**Dataset entries:**
PR #11900, opened 2023-12-18
(@wdio/cli): improve TypeScript setup process

erwinheitzman:
## Proposed changes

Improve the CLI process when setting up TypeScript

## Types of changes

- [ ] Documentation update

## Checklist

### DIFF
--- a/packages/wdio-cli/src/commands/config.ts
+++ b/packages/wdio-cli/src/commands/config.ts
@@ -97,7 +97,7 @@ export const parseAnswers = async function (yes: boolean): Promise<ParsedAnswers
     const parsedPaths = getPathForFileGeneration(answers, projectRootDir)
     const isUsingTypeScript = answers.isUsingCompiler === CompilerOptions.TS
     const wdioConfigFilename = `wdio.conf.${isUsingTypeScript ? 'ts' : 'js'}`
-    const wdioConfigPath = path.resolve(projectRootDir, wdioConfigFilename)
+    const wdioConfigPath = path.resolve(answers.specs ? path.dirname(answers.specs.split(path.sep).filter((s) => !s.includes('*')).join(path.sep)) : projectRootDir, wdioConfigFilename)
 
     return {
         projectName: projectProps?.packageJson.name || 'Test Suite',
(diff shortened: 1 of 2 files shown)


packages/wdio-cli/src/commands/config.ts
```diff
@@ -97,7 +97,7 @@ export const parseAnswers = async function (yes: boolean): Promise<ParsedAnswers
     const parsedPaths = getPathForFileGeneration(answers, projectRootDir)
     const isUsingTypeScript = answers.isUsingCompiler === CompilerOptions.TS
     const wdioConfigFilename = `wdio.conf.${isUsingTypeScript ? 'ts' : 'js'}`
-    const wdioConfigPath = path.resolve(projectRootDir, wdioConfigFilename)
+    const wdioConfigPath = path.resolve(answers.specs ? path.dirname(answers.specs.split(path.sep).filter((s) => !s.includes('*')).join(path.sep)) : projectRootDir, wdioConfigFilename)
```
christian-bromann, line 100:
```suggestion
    const wdioConfigPath = path.resolve(
        answers.specs
            ? path.dirname(answers.specs.split(path.sep).filter((s) => !s.includes('*')).join(path.sep))
            : projectRootDir,
        wdioConfigFilename
    )
```

christian-bromann (changes requested):
I am not sure if using `path.dirname(answers.specs.split(path.sep).filter((s) => !s.includes('*')).join(path.sep))` is a reliable way to determine the path. What happens if someone puts: `./tests/**/e2e/*.js` which is a viable glob pattern. With the current implementation it would be fomatted to `./tests/e2e` which I think is not what we want.

erwinheitzman:
Currently there is no other directory to determine where they want their files right? The root is the root of the project which we don't want to use, so does this mean we need to place a directory in between the root and test directories?

christian-bromann:
So if I understand correctly , we want to create a separate `tsconfig.json` file for WebdriverIO test files. I think it is not straight forward to find a good place to put that file given peoples setups are so different. When someone configures a new WebdriverIO setup we can assume that either:

- it is a complete new project and no files have been created, e.g. `npm init wdio@latest ./idontexist`
- it is an existing project and a `tsconfig.json` file likely exists

When I added TypeScript support to the configuration wizard I covered the first scenario given it was easy to just create a `tsconfig.json` that enables someone to use TypeScript and call it a day.

The second scenario is much more complex since we don't know nor can make any assumptions about the users setup. I don't think it is a good idea to make assumption and e.g. "just" put a `tsconfig.json` in `/test` when we know that there is a chance someone can already have a `tsconfig.json` file there. I think the safest bet is to create a `./.wdio` directory and store wdio and tsconfig files. However this seems like a larger effort.

christian-bromann:
I honestly think the best approach is to just say: if there is a `tsconfig.json` , don't create one. WebdriverIO should not depend on any specific TypeScript settings so it shouldn't be difficult to adjust existing settings. So my personal opinion is: keep it up to the user, maybe extend the existing docs to guide user better.

erwinheitzman:
Well we can also create a tsconfig.wdio.json instead and update the script to run the tests with that, what do you think?

christian-bromann:
> what do you think?

Sounds like a good compromise.

erwinheitzman:
We can still inform the user that they should update their setup to include the types for their IDE but other than that, this would mean we don't have to change much, the logic stays pretty much the same and there is no conflicts (if the user already has a file called tsconfig.wdio.json we do nothing and inform the user as well)

christian-bromann:
@erwinheitzman any updates?

christian-bromann:
I will go ahead and close this as there doesn't seem to be interest in moving this forward. Feel free to re-open if I am mistaken.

**Exercise:**
Could you transcribe the records in full, exactly?

**Solution to the exercise:**
PR #11900, opened 2023-12-18
(@wdio/cli): improve TypeScript setup process

erwinheitzman:
## Proposed changes

Improve the CLI process when setting up TypeScript

## Types of changes

- [ ] Documentation update

## Checklist

### DIFF
--- a/packages/wdio-cli/src/commands/config.ts
+++ b/packages/wdio-cli/src/commands/config.ts
@@ -97,7 +97,7 @@ export const parseAnswers = async function (yes: boolean): Promise<ParsedAnswers
     const parsedPaths = getPathForFileGeneration(answers, projectRootDir)
     const isUsingTypeScript = answers.isUsingCompiler === CompilerOptions.TS
     const wdioConfigFilename = `wdio.conf.${isUsingTypeScript ? 'ts' : 'js'}`
-    const wdioConfigPath = path.resolve(projectRootDir, wdioConfigFilename)
+    const wdioConfigPath = path.resolve(answers.specs ? path.dirname(answers.specs.split(path.sep).filter((s) => !s.includes('*')).join(path.sep)) : projectRootDir, wdioConfigFilename)
 
     return {
         projectName: projectProps?.packageJson.name || 'Test Suite',
(diff shortened: 1 of 2 files shown)


packages/wdio-cli/src/commands/config.ts
```diff
@@ -97,7 +97,7 @@ export const parseAnswers = async function (yes: boolean): Promise<ParsedAnswers
     const parsedPaths = getPathForFileGeneration(answers, projectRootDir)
     const isUsingTypeScript = answers.isUsingCompiler === CompilerOptions.TS
     const wdioConfigFilename = `wdio.conf.${isUsingTypeScript ? 'ts' : 'js'}`
-    const wdioConfigPath = path.resolve(projectRootDir, wdioConfigFilename)
+    const wdioConfigPath = path.resolve(answers.specs ? path.dirname(answers.specs.split(path.sep).filter((s) => !s.includes('*')).join(path.sep)) : projectRootDir, wdioConfigFilename)
```
christian-bromann, line 100:
```suggestion
    const wdioConfigPath = path.resolve(
        answers.specs
            ? path.dirname(answers.specs.split(path.sep).filter((s) => !s.includes('*')).join(path.sep))
            : projectRootDir,
        wdioConfigFilename
    )
```

christian-bromann (changes requested):
I am not sure if using `path.dirname(answers.specs.split(path.sep).filter((s) => !s.includes('*')).join(path.sep))` is a reliable way to determine the path. What happens if someone puts: `./tests/**/e2e/*.js` which is a viable glob pattern. With the current implementation it would be fomatted to `./tests/e2e` which I think is not what we want.

erwinheitzman:
Currently there is no other directory to determine where they want their files right? The root is the root of the project which we don't want to use, so does this mean we need to place a directory in between the root and test directories?

christian-bromann:
So if I understand correctly , we want to create a separate `tsconfig.json` file for WebdriverIO test files. I think it is not straight forward to find a good place to put that file given peoples setups are so different. When someone configures a new WebdriverIO setup we can assume that either:

- it is a complete new project and no files have been created, e.g. `npm init wdio@latest ./idontexist`
- it is an existing project and a `tsconfig.json` file likely exists

When I added TypeScript support to the configuration wizard I covered the first scenario given it was easy to just create a `tsconfig.json` that enables someone to use TypeScript and call it a day.

The second scenario is much more complex since we don't know nor can make any assumptions about the users setup. I don't think it is a good idea to make assumption and e.g. "just" put a `tsconfig.json` in `/test` when we know that there is a chance someone can already have a `tsconfig.json` file there. I think the safest bet is to create a `./.wdio` directory and store wdio and tsconfig files. However this seems like a larger effort.

christian-bromann:
I honestly think the best approach is to just say: if there is a `tsconfig.json` , don't create one. WebdriverIO should not depend on any specific TypeScript settings so it shouldn't be difficult to adjust existing settings. So my personal opinion is: keep it up to the user, maybe extend the existing docs to guide user better.

erwinheitzman:
Well we can also create a tsconfig.wdio.json instead and update the script to run the tests with that, what do you think?

christian-bromann:
> what do you think?

Sounds like a good compromise.

erwinheitzman:
We can still inform the user that they should update their setup to include the types for their IDE but other than that, this would mean we don't have to change much, the logic stays pretty much the same and there is no conflicts (if the user already has a file called tsconfig.wdio.json we do nothing and inform the user as well)

christian-bromann:
@erwinheitzman any updates?

christian-bromann:
I will go ahead and close this as there doesn't seem to be interest in moving this forward. Feel free to re-open if I am mistaken.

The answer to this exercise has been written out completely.